We describe a novel multi-agent, multi-scale computational cognitive interaction model of instrument operations at the Linac Coherent Light Source (LCLS). A leading scientific user facility, LCLS is the world's first hard x-ray free electron laser, operated by the SLAC National Accelerator Laboratory for the U.S. Department of Energy. As the world's first x-ray free electron laser, LCLS is in high demand and heavily oversubscribed. Our overall project employs cognitive engineering methodologies to improve experimental efficiency and scientific productivity by refining experimental interfaces and workflows, simplifying tasks, reducing errors, and improving operator safety and stress levels. Our model simulates aspects of human cognition at multiple cognitive and temporal scales, ranging from seconds to hours, and among agents playing multiple roles, including instrument operator, real time data analyst, and experiment manager. The model can predict impacts stemming from proposed changes to operational interfaces and workflows. Because the model code is open source, and supplemental videos go into detail on all aspects of the model and results, this approach could be applied to other experimental apparatus and processes. Example results demonstrate the model's potential in guiding modifications to improve operational efficiency and scientific output. We discuss the implications of our findings for cognitive engineering in complex experimental settings and outline future directions for research.

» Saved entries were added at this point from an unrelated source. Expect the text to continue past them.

PR #9889, opened 2026-07-16
seed.test.ts improvements

mattlong:
Most notably:

* reduce calls of seedDatabase() by one
* flush cache Redis

### DIFF
--- a/packages/server/src/seed.test.ts
+++ b/packages/server/src/seed.test.ts
@@ -20,7 +20,7 @@ import {
   preparePostDeployMigrationAsyncJob,
 } from './migrations/migration-utils';
 import { getLatestPostDeployMigrationVersion, MigrationVersion } from './migrations/migration-versions';
-import { getCacheRedis } from './redis';
+import { closeRedis, getCacheRedis, initRedis } from './redis';
 import * as seedModule from './seed';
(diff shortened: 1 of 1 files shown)


packages/server/src/seed.test.ts
```diff
@@ -53,55 +55,62 @@ async function synchronouslyRunPostDeployMigration(systemRepo: SystemRepository,
...
+
+    // Scheduling features use serializable transactions that touch these
+    // tables. The `fastUpdate` feature can cause seemingly unrelated transactions
+    // to append to the same "pending list", which can cause transaction
+    // failures.
+    //
+    // Here we update the indexes on Appointment and Slot tables to disable `fastUpdate`,
+    // and then vacuum the tables to clear any existing pending list entries.
+    const actions: OutputAction[] = [];
+    const tables = ['Appointment', 'Appointment_References', 'Slot', 'Slot_References'];
```
The-Alchemist, line 94: @mattlong help me understand why just these tables?

mattlong: @noahsilas added those since some scheduling tests were often hitting serializable errors during test. @noahsilas, do you remember which tests were affected?

The-Alchemist (approved):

翻译：我们提出了一种新颖的多智能体、多尺度计算认知交互模型，用于描述直线加速器相干光源（LCLS）的仪器操作。作为领先的科学用户装置，LCLS是由SLAC国家加速器实验室为美国能源部运营的全球首台硬X射线自由电子激光器。作为世界上第一台X射线自由电子激光器，LCLS需求极高且申请量远超其承载能力。我们的整体项目采用认知工程方法，通过优化实验界面与工作流程、简化任务、减少错误以及改善操作员安全与压力水平，旨在提升实验效率与科学产出。该模型在从秒到小时的多重认知与时间尺度上模拟人类认知的多个方面，并涵盖承担不同角色的智能体（包括仪器操作员、实时数据分析师和实验管理员）。该模型能够预测因操作界面和工作流程的拟议变更所产生的影响。由于模型代码开源，且补充视频详细展示了模型与结果的各个方面，该方法可推广至其他实验装置与流程。示例结果证明了该模型在指导改进方案以提升操作效率与科学产出方面的潜力。我们讨论了本研究结果对复杂实验环境中认知工程的意义，并展望了未来的研究方向。